EXERCISE: Tally every line of the records below that includes "github", and reply with the total alone.
··· MATERIALS PROVIDED ···
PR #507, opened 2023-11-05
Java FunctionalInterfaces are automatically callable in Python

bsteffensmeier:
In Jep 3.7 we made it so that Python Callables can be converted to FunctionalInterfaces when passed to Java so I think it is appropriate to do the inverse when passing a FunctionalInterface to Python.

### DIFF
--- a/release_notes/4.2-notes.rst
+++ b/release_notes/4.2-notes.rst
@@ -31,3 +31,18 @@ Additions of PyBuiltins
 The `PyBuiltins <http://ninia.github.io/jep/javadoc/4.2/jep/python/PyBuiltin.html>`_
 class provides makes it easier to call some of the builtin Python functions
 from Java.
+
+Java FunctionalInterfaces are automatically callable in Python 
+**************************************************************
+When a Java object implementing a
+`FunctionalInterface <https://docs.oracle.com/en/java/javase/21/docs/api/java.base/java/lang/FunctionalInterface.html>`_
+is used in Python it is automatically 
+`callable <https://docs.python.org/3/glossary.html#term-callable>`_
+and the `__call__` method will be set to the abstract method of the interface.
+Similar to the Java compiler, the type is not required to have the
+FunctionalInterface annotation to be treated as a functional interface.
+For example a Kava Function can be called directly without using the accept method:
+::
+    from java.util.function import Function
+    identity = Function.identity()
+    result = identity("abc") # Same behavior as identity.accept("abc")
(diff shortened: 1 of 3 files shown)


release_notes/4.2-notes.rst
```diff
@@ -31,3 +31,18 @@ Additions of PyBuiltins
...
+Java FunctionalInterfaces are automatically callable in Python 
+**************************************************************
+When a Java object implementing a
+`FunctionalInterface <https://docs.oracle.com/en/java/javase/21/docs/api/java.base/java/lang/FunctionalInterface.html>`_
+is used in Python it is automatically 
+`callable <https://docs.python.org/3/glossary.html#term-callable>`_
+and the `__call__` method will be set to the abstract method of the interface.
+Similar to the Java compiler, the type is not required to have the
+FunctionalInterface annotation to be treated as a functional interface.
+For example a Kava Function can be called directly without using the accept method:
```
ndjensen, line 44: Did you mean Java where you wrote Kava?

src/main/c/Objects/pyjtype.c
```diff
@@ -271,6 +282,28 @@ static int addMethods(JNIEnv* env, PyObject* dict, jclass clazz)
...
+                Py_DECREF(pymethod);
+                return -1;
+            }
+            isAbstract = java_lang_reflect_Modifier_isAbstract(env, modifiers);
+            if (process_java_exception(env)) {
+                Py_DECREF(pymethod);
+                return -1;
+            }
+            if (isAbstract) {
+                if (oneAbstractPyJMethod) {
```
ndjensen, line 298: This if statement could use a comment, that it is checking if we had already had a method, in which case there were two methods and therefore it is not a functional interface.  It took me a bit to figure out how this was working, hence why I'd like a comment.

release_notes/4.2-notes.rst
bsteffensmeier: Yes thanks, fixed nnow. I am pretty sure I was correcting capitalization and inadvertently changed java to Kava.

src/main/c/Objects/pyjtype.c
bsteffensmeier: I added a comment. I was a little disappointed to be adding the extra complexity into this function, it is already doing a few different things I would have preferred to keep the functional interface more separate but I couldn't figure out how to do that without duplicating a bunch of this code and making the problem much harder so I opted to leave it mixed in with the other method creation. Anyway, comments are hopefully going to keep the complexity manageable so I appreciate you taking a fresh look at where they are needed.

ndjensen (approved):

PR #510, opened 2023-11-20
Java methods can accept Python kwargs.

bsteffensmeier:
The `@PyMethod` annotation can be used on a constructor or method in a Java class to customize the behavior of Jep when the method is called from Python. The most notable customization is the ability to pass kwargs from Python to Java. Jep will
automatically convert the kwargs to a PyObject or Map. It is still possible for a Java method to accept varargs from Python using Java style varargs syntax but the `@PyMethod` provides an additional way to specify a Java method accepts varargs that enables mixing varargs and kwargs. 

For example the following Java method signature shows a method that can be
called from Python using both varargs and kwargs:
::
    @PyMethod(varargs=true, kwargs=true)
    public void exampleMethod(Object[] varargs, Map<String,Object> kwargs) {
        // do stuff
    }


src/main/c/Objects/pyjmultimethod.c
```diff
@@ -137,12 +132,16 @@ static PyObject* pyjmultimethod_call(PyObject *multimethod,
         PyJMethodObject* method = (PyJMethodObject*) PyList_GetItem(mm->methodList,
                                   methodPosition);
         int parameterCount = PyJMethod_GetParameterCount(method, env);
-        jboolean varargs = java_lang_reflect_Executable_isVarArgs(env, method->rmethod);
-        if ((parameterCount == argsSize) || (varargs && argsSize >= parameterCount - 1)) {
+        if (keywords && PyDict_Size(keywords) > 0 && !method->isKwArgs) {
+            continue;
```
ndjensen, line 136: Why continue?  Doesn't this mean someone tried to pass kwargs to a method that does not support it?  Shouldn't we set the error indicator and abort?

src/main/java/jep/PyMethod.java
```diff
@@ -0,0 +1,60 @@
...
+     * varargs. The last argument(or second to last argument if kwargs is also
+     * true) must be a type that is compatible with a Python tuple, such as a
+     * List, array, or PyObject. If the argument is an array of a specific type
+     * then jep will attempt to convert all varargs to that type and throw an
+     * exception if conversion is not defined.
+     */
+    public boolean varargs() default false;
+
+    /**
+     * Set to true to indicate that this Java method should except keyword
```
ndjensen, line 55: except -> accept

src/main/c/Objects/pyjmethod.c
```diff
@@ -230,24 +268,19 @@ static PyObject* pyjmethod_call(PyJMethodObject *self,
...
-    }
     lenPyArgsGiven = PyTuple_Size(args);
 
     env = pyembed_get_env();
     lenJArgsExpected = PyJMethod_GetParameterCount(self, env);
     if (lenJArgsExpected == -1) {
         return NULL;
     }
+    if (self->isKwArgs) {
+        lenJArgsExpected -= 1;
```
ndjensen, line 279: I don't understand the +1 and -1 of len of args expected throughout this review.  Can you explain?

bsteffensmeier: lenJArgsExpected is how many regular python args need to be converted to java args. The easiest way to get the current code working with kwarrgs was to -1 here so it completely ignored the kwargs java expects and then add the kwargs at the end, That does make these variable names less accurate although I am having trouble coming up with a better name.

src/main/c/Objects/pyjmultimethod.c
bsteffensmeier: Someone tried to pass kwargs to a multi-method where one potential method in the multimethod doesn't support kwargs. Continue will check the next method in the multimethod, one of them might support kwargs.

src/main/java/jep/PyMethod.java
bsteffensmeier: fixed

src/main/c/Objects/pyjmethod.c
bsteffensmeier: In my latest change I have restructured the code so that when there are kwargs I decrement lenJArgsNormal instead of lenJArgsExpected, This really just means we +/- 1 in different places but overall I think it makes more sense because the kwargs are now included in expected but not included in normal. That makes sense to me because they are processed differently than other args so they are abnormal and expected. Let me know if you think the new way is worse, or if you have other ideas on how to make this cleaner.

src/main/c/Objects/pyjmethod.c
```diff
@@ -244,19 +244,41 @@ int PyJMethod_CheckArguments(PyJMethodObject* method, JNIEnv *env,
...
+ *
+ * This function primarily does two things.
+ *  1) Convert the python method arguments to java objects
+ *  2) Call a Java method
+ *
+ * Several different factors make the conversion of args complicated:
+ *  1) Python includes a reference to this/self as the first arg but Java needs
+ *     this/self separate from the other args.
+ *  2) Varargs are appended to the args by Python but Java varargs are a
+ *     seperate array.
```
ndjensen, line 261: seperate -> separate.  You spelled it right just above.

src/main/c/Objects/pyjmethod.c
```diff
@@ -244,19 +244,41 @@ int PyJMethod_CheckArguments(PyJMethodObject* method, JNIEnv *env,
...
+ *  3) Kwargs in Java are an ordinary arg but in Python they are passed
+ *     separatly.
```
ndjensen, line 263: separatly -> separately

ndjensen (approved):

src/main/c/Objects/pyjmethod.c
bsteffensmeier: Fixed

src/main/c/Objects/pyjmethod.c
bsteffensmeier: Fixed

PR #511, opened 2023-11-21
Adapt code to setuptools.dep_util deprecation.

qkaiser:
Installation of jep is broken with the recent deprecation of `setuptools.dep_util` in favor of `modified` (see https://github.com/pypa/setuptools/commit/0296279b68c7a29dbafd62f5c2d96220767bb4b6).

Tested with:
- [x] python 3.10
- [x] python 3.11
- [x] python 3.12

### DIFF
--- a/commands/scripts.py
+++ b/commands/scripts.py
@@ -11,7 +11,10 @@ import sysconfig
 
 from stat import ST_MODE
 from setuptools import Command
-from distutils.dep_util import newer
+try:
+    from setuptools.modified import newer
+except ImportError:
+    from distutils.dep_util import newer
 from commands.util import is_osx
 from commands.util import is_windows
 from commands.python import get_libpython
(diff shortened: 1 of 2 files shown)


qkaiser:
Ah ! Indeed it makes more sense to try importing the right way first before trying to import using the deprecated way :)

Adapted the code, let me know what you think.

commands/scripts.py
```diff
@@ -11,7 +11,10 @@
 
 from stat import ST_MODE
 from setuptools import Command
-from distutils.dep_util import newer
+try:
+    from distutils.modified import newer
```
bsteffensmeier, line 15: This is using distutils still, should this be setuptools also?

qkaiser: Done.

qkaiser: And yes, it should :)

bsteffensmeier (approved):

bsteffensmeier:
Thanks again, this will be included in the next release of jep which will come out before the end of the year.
···
EXPECTED ANSWER: 2